B&M Strong, Smart Sustainable - Modernizing the Grid

Colorado Conditionally Allows Boulder to Proceed with Planned Purchase of Xcel Assets

Describing its decision as providing the City of Boulder with a “path forward” in the city’s quest to offer municipally provided electric service within its corporate boundaries, the Colorado Public Utilities Commission has ruled that, contingent on three particular conditions, the municipality may go ahead with its plans to seek an order of condemnation through which to acquire certain electric distribution facilities from Public Service Company of Colorado (a subsidiary of Xcel Energy). 

Boulder’s first attempt at municipalization came several years ago, after the city embraced new energy and environmental policies calling for clean, green electric supply. Alleging that Xcel’s current generation portfolio did not include enough renewable energy to satisfy the city’s goals, Boulder embarked on a mission to acquire Xcel’s plant and facilities in and around the city, so that the municipality could be guaranteed that its target for renewables could be achieved. 

As part of its municipalization effort, the Boulder City Council had conducted were designed to facilitate a takeover of Xcel’s in-city electric service. Notably, however, when Boulder formally approached the commission for authorization to acquire the Xcel assets, the list included more than just the utility’s distribution facilities located in the city proper. 
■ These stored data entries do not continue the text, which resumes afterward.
PR #790, opened 2024-02-20
task/handle-retrofit-imu-reset

ferrom-jaia:
# Summary
Adding configuration for imu installation type
# Details
The approach for the imu installation type is similar to the imu type configuration 
# Testing
The GPIO pin for both the retrofit and the embedded IMU has been tested
# Notes
Please merge this pull request in first: https://github.com/jaiarobotics/jaiabot-debian/pull/53

### DIFF
--- a/src/python/adafruit_BNO085/jaia_firm_bno085_reset_gpio_pin.py
+++ b/src/python/adafruit_BNO085/jaia_firm_bno085_reset_gpio_pin.py
@@ -1,8 +1,19 @@
 import RPi.GPIO as GPIO
 import time
+from enum import Enum
+import argparse
 
-# BNO085 IMU reset pin
-bno085_pin = 10
+parser = argparse.ArgumentParser(description='Turn on/off bno085 imu', formatter_class=argparse.ArgumentDefaultsHelpFormatter)
+parser.add_argument('--imu_install_type', choices=['embedded', 'retrofit', 'none'], help='If set, configure services for imu install type')
+args=parser.parse_args()
+
+# Set BNO085 IMU reset pin
+if args.imu_install_type == 'embedded':
+    bno085_pin = 10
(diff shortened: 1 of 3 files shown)


src/python/adafruit_BNO085/jaia_firm_bno085_reset_gpio_pin.py
```diff
@@ -1,8 +1,19 @@
...
+import argparse
 
-# BNO085 IMU reset pin
-bno085_pin = 10
+parser = argparse.ArgumentParser(description='Turn on/off bno085 imu', formatter_class=argparse.ArgumentDefaultsHelpFormatter)
+parser.add_argument('--imu_install_type', choices=['embedded', 'retrofit', 'none'], help='If set, configure services for imu install type')
+args=parser.parse_args()
+
+# Set BNO085 IMU reset pin
+if args.imu_install_type == 'embedded':
```
michael-jaia: Not sure if it's important here, but could could we remove the elif by only checking for retrofit with the if and then everything else is 10

michael-jaia (commented):
Just left one comment...not sure if it needs to be changed just something I noticed. I also did not know variables defined within python if statements are not closed scope to within that block

ferrom-jaia:
> Just left one comment...not sure if it needs to be changed just something I noticed. I also did not know variables defined within python if statements are not closed scope to within that block

Ya, I think we can move the variable outside to make it more readable

src/python/adafruit_BNO085/jaia_firm_bno085_reset_gpio_pin.py
ferrom-jaia: Yes, I will update

michael-jaia (approved):
Comments resolved, looks good, approving PR into 1.y

PR #791, opened 2024-02-20
task/handle-data-offload-options

ferrom-jaia:
# Summary
Adding config for data offload type

# Details
The approach for the data offload type is similar to the imu type configuration

# Testing

This will need to be tested on a bot after merging in. 

# Notes
Please merge this pull request in first: https://github.com/jaiarobotics/jaiabot-debian/pull/54

### DIFF
--- a/config/gen/bot.py
+++ b/config/gen/bot.py
@@ -55,15 +55,10 @@ elif jaia_arduino_type == 'usb':
 else:
     jaia_arduino_dev_location="/dev/ttyAMA1"
 
+jaia_data_offload_ignore_type="NONE"
+
 if "jaia_data_offload_ignore_type" in os.environ:
     jaia_data_offload_ignore_type=os.environ['jaia_data_offload_ignore_type']
-
-if jaia_data_offload_ignore_type == "goby":
-    jaia_data_offload_ignore_type="GOBY"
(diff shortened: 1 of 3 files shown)


config/gen/bot.py
```diff
@@ -55,6 +55,16 @@
 else:
     jaia_arduino_dev_location="/dev/ttyAMA1"
```
michael-jaia, line 57: Do we need the duplicate checks if we just pass in GOBY, TASKPACKET, or NONE

michael-jaia (commented):
Same as last PR, not sure if it's necessary, but thought I'd leave the comment just in case. Also why do we need to adjust the both gen/bot.py and gen/systemd.py?

ferrom-jaia:
> Same as last PR, not sure if it's necessary, but thought I'd leave the comment just in case. Also why do we need to adjust the both gen/bot.py and gen/systemd.py?

We need systemd.py so our services get the correct configurations and it is also responsible for making the configurations environmental variables. We need the change in bot.py to update the mission manager configuration with the correct value from the environmental variable.

michael-jaia (approved):
Comments resolved, looks good, approving PR into 1.y

PR #792, opened 2024-02-21
bug/omp-spacing-input-render-and-validation

michael-jaia:
## Summary
* Increases the speed of input updates and allows 0 to displayed to make it easier for operators to enter values that do not start with the minimum value of 1.

## Details
* Passes a state setter through props and creates a copy of the missionParams to trigger a new state update when the input changes
* Adds a final input validation for the mission spacing values right before the preview is created to check for 0s. If a value equals 0, it is set to 1.

## Testing
* Quickly typed values into the mission spacing input boxes
* Typed in characters to make sure they default to 0
* Adjusted the point and line spacing values and watched them grow and shrink in the preview as expected
* Set the point and line spacing to 0 and saw no console errors and watched the preview use the default value of 1
* Played a mission when both the point and line spacing were set to 0

### DIFF
--- a/src/web/command_control/client/components/CommandControl.tsx
+++ b/src/web/command_control/client/components/CommandControl.tsx
@@ -3022,9 +3022,21 @@ export default class CommandControl extends React.Component {
 	//
 	//
 	/**
+	 * Triggers a state update for changes made to the MissionParams
+	 * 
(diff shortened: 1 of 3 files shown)


ferrom-jaia (approved):
Looks great! Tested in sim.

Rather, Boulder asked for permission to take certain assets outside of city limits in unincorporated portions of Boulder County. The municipality also indicated that it wanted not only all overhead and underground distribution lines, but also distribution transformers; all secondary and service conductors; fiber optic and other communications equipment; meters; easements and other associated property rights; and streetlighting systems, among other plant and appurtenances. 

Not surprisingly, Boulder’s plan met with strong resistance from Xcel. The utility argued that to be required to transfer facilities located beyond city limits would interfere with the company’s territorial rights as conferred under the state’s doctrine of regulated monopoly service. In an initial ruling in late 2015, the commission sided with the utility on that point, holding that Boulder was not entitled to any Xcel assets used by the utility for the sole purpose of providing service to customers outside of city limits. 

The commission ruled that under state law, a certificated utility cannot be compelled to sell its assets to a municipality pursuant to eminent domain, only to then be required to pay the municipal utility to wheel power using the same facilities so that the utility can still serve those customers it was retaining. The commission further found Colorado’s joint use statute to be applicable. 

The commission said that that law is aimed at assuring that one utility may share in the use of another utility’s plant and system, rather than construct duplicative facilities of its own, if such sharing is found to be in the public interest. It determined that Boulder’s municipalization initiative met the criteria for such shared use. 

After the 2015 ruling, Boulder and Xcel continued to disagree on the extent of the assets and facilities that the city could purchase. In May of this year, however, the municipality submitted a revised plan of acquisition to the commission. After weighing the options presented, the commission ultimately approved the city’s plan, but only in part and subject to several conditions. 

In particular, the commission rejected Boulder’s request for authorization to assume ownership of Xcel’s substations and all equipment and property located inside such substations. The commission said that in the interests of security and reliability, it would be inappropriate and premature at the present time to allow the city to purchase the substations. 

Instead, the commission told the municipality that the only distribution assets it could purchase from Xcel were those located outside of the substations. And even then, the commission said, Boulder must meet three prerequisites: 

  1. Reaching of an agreement with Xcel as to permanent rights of the utility to place and access facilities in Boulder when necessary for continued utility service to the company’s customers; 
  2. Filing of a complete, accurate, and detailed list of the actual assets to be acquired; and 
  3. Development and submission of an agreement setting forth the terms of payment from Boulder to Xcel during the separation process. 

Despite the commission’s decision granting conditional approval of Boulder’s municipalization plan, the commission emphasized that it had not accepted all aspects of the city’s plan. The commission stated that it was denying a city proposal that Xcel be ordered to finance and construct the associated separation work. The commission said it had similarly declined to require colocation of facilities at Xcel’s substations or to mandate joint use of electric poles. Re City of Boulder, Colorado, Proceeding No. 15A- 0589E, Decision No. C17-0750, Sept. 14, 2017 (Colo.P.U.C.).